Стук в дверь повторился.
– Одну секундочку – одеваюсь! – крикнул Алябьев, накидывая турецкий халат.
Лиля вскочила с кровати, схватила со стула своё бельё, чулки и платье и, прикрывая ими нагое тело, спряталась за платяным шкафом.
За дверью стояла консьержка Мари с тяжёлым пакетом. Передав его Сергею Сергеевичу, женщина осведомилась:
– Принести ещё чаю, мсье? Или, может быть, ещё что-то нужно?
– Нет-нет. Спасибо, – ответил он, поймав в глазах Мари пикантный огонёк. К чему бы он?
После того, как она ушла, Лиля вышла из своего укрытия и поинтересовалась:
– Что она тебе принесла, Серж?
– Не знаю, Лилечка. Посмотрим, – ответил он, только сейчас обратив внимание на туфли Лилиан, лежавшие на коврике у кровати в раскиданном виде.
Девушка перехватила его взгляд, подошла, тронула ногой одну из туфель и хихикнула:
– Предатели!
– Да. Их-то мы второпях упустили, – согласился он.
– Даже если Мари и заметила, она ничего никому не скажет, – шепнула Лиля, целуя его в щёку. – Она умная женщина. В конце концов, мне скоро будет восемнадцать.

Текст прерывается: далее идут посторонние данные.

Issue #6310, opened 2026-01-22
Impossible to resize widgets on Samsung Flip sub screen


TimoPtr:
Following this thread https://github.com/home-assistant/android/pull/6127#issuecomment-3783420847 we are not able to resize the widgets on the subscreen. Samsung is able to do it on their app, after investigation within their APK we did found some leads but someone with a Samsung phone should try to make it work.

Elbow15:
Hi,
I made this repo [https://github.com/Elbow15/res-xml](https://github.com/Elbow15/res-xml) which contains res/xml of samsung apps providing widgets of various sizes on the Z Flip's cover screen.

I hope this helps.

TimoPtr:
> Hi, I made this repo https://github.com/Elbow15/res-xml which contains res/xml of samsung apps providing widgets of various sizes on the Z Flip's cover screen.
> 
> I hope this helps.

If you have a Samsung device and some time could you try to make it work with the ButtonWidget?

PR #6127, opened 2025-12-04
feat: allow widgets on flip phones cover screen

romainrbr:
## Summary
This allows Home assistant widgets to be displayed on Flip Phones (at least Samsung Galaxy Flip X)
Following Android's documentation on widgets: https://developer.android.com/develop/ui/views/appwidgets?hl=en

> Declares whether your widget can be displayed on the home screen (home_screen), the lock screen (keyguard), or both. For Android 5.0 and higher, only home_screen is valid. 

## Checklist

- [ ] New or updated tests have been added to cover the changes following the testing [guidelines](https://developers.home-assistant.io/docs/android/testing/introduction).
- [X] The code follows the project's [code style](https://developers.home-assistant.io/docs/android/codestyle) and [best_practices](https://developers.home-assistant.io/docs/android/best_practices).
- [X] The changes have been thoroughly tested, and edge cases have been considered.
- [X] Changes are backward compatible whenever feasible. Any breaking changes are documented in the changelog for users and/or in the code for developers depending on the relevance.

## Screenshots
- Widgets on cover screen: 
image
- "Standard" widgets still working: 
image

## Any other notes

Please let me know if anything is missing to get this PR merged, thanks for your work on this awesome project :heart:

PR #6321, opened 2026-01-24
Allow 2x2 button widget for samsung flip phones cover screen

JimDarmody:
## Summary

Fix issue #6310 about the size of button widget on samsung flip cover screen
it's an improvement of #6127 

## Checklist

## Screenshots

Screenshot

User Documentation: /

Developer Documentation: /

## Any other notes

I may have modified the code incorrectly to implement this feature, so please feel free to tell me what's wrong and make changes.
Thanks.

### DIFF
--- a/app/src/main/res/xml/samsung_button_widget_info_2x2.xml
+++ b/app/src/main/res/xml/samsung_button_widget_info_2x2.xml
@@ -2,4 +2,4 @@
 <samsung-appwidget-provider
     display="sub_screen"
     parentComponent="io.homeassistant.companion.android/io.homeassistant.companion.android.widgets.button.ButtonWidget"
-    privacyWidget="true" />
+    privacyWidget="false" />


jpelgrom:
Your suggestion is to create a new fixed size widget. This approach doesn't really scale to all our widgets and possible sizes.

Does this mean none of Samsung's widgets for the flip screen are actually resizeable?

JimDarmody:
> Your suggestion is to create a new fixed size widget. This approach doesn't really scale to all our widgets and possible sizes.
> 
> Does this mean none of Samsung's widgets for the flip screen are actually resizeable?

I agree that the fixed size widget approach isn't great.

On the cover screens of Samsung Z Flip phones, widgets cannot be resized. They are only available in sizes defined by the application. These sizes are limited to 2x2, 4x2, and 4x4.

I made this PR more to show an implementation that already works for the button widget, but I am aware that modifying certain parts of the code just to work on one category of phone is not ideal.

I am not an expert in android app, so feel free to move it to draft or close the PR.

TimoPtr:
From my findings these widgets are not resizable indeed. @JimDarmody thanks for making the effort of opening the PR. Unfortunately I won't be able to take it over since I don't have a Flip phone to try the modification.

The first step would be to address the lint issues reported by the CI.

app/src/main/kotlin/io/homeassistant/companion/android/widgets/button/ButtonWidget.kt
```diff
@@ -49,11 +49,11 @@ import kotlinx.coroutines.launch
 import timber.log.Timber
 
 @AndroidEntryPoint
-class ButtonWidget : AppWidgetProvider() {
+sealed class ButtonWidget : AppWidgetProvider() {
     companion object {
         const val CALL_SERVICE =
             "io.homeassistant.companion.android.widgets.button.ButtonWidget.CALL_SERVICE"
-        private const val CALL_SERVICE_AUTH =
+        const val CALL_SERVICE_AUTH =
```
TimoPtr:
```suggestion
        private const val CALL_SERVICE_AUTH =
```

TimoPtr:
@JimDarmody Would you mind testing with my changes?

JimDarmody:
> @JimDarmody Would you mind testing with my changes?

Thanks for your quick response.

I got a build error on WidgetAuthenticationActivity.kt:38:47 Unresolved reference ‘CALL_SERVICE’ and a problem accessing the ButtonWidgetBase() class blocking Hilt_ButtonWidget.java.

I made a few changes, feel free to correct them.
The button widget still works correctly on the z flip cover screen.

TimoPtr:
> > @JimDarmody Would you mind testing with my changes?
> 
> Thanks for your quick response.
> 
> I got a build error on WidgetAuthenticationActivity.kt:38:47 Unresolved reference ‘CALL_SERVICE’ and a problem accessing the ButtonWidgetBase() class blocking Hilt_ButtonWidget.java.
> 
> I made a few changes, feel free to correct them.
> The button widget still works correctly on the z flip cover screen.

Alright, thanks for testing. I'll try to bring back the sealed class tomorrow, it makes the code 'safer'

app/src/main/res/xml/button_widget_info_2x2.xml
```diff
@@ -0,0 +1,18 @@
+<?xml version="1.0" encoding="utf-8"?>
+<!--
+  2x2 variant for Samsung Z Flip cover screen
+-->
+<appwidget-provider xmlns:android="http://schemas.android.com/apk/res/android"
+    android:minWidth="150dp"
+    android:minHeight="133dp"
```
jpelgrom, line 7: How did you come up with these numbers? Does it still work correctly if you change the display scaling in system settings?

app/src/main/res/xml/samsung_button_widget_info_2x2.xml
```diff
@@ -0,0 +1,5 @@
+<?xml version="1.0" encoding="utf-8"?>
+<samsung-appwidget-provider
+    display="sub_screen"
+    parentComponent="io.homeassistant.companion.android/io.homeassistant.companion.android.widgets.button.ButtonWidget"
```
jpelgrom, line 4: What does setting this value do?

app/src/main/res/xml/samsung_button_widget_info_2x2.xml
```diff
@@ -0,0 +1,5 @@
...
+    privacyWidget="true" />
```
jpelgrom: What does setting this value do?

app/src/main/AndroidManifest.xml
```diff
@@ -185,6 +185,18 @@
...
 
+        <!-- 2x2 variant for Samsung Z Flip cover screen -->
+        <receiver android:name=".widgets.button.ButtonWidget2x2" android:label="@string/widget_button_image_description"
+            android:exported="false">
+            <intent-filter>
+                <action android:name="android.appwidget.action.APPWIDGET_UPDATE" />
+            </intent-filter>
+            <meta-data android:name="android.appwidget.provider" android:resource="@xml/button_widget_info_2x2" />
+            <meta-data android:name="com.samsung.android.appwidget.provider" android:resource="@xml/samsung_button_widget_info_2x2" />
+            <meta-data android:name="com.samsung.android.appwidget.PRIVACY_WIDGET" android:value="false" />
```
jpelgrom, line 196: Why is this different from the value for privacy widget in the xml file?

app/src/main/res/xml/button_widget_info_2x2.xml
TimoPtr: All these values are coming from the Samsung app. While I was testing and failed to make it work I think the key here is in the details about the targetCell and the min sizes.

TimoPtr:
> Did you check whether widget IDs are unique if you add both 'normal' and 2x2 widgets?
> 
> @TimoPtr You specifically requested my review. I'm still hesitant to approve this because of the issue I mentioned with doing this for all widgets and sizes. It'll also create a lot of clutter for anyone not using a Samsung Z Flip with the additional widget(s, in the future).

I see two path
- We use the android:widgetCategory="keyguard" only for the 2x2 so it means that users should only see the widget while settings up widgets for lockscreen (it might be acceptable). For instance I don't see the 2x2 variant on my pixel
- We try to disable the 2x2 widget components and enable then from the `HomeAssistantApplication` when it starts when we are on Samsung devices (I don't know if we can know if it has a cover screen)

app/src/main/kotlin/io/homeassistant/companion/android/widgets/button/ButtonWidget.kt
```diff
@@ -81,7 +97,8 @@ class ButtonWidget : AppWidgetProvider() {
     private fun updateAllWidgets(context: Context) {
         mainScope.launch {
             val appWidgetManager = AppWidgetManager.getInstance(context) ?: return@launch
-            val systemWidgetIds = appWidgetManager.getAppWidgetIds(ComponentName(context, ButtonWidget::class.java))
+            val systemWidgetIds = listOf(ButtonWidget::class.java, ButtonWidget2x2::class.java)
+                .flatMap { appWidgetManager.getAppWidgetIds(ComponentName(context, it)).toList() }
```
TimoPtr, line 101: I really don't like having to list the subClasses ... In future refactor toward glance and the architecture we use in TodoWidget this might not be needed anymore.

app/src/main/res/xml/samsung_button_widget_info_2x2.xml
JimDarmody: It seems that this allows the samsung cover screen system to know which class inherits the functionality.

app/src/main/res/xml/samsung_button_widget_info_2x2.xml
JimDarmody: This allows you to hide the widget when the cover screen is locked. Here, there is an error related to the reuse of code from a samsung app. It should be false, as in the manifest.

– «Скоро» ещё не «уже» – ответил он и, глядя на Лилиан, подумал: «Кроме неё мне никто не нужен! И я ни о чём не жалею. Всё случилось так, как должно было случиться».
В пакете оказалась советская пресса за последние два месяца: газеты «Северный рабочий», «Труд», «Известия», «Правда», справочник по городу Ярославлю и записка от Тетерина. В ней он предлагал мсье Алябьеву и мсье Бонне 6-го сентября в семь часов вечера прибыть на рю дю Ша-ки-пеш и встретиться там с неким господином Дюпре Пти. В конце записки было указано: «Обязательно!» – и это слово было подчёркнуто. Отсюда следовало, что г-н Тетерин условия Сергея Сергеевича принимает и кандидатуру Тибо Дюрана, живущего нынче под именем Армана Бонне, не отвергает. Он или поверил рассказу Алябьева о немом французе на слово – что было маловероятно, или же проверил этот рассказ, не найдя его подозрительным – что вернее всего. А проверить он мог только двумя способами: наблюдением за Дюраном и путём расспросов окружавших его людей. На другие проверки, касавшиеся того же Орлеана, у Тетерина времени не было. И Тибо, выдвигая своё появление именно из этого города, имел под тем самым что-то козырное, что-то то, что действительно нельзя было проверить.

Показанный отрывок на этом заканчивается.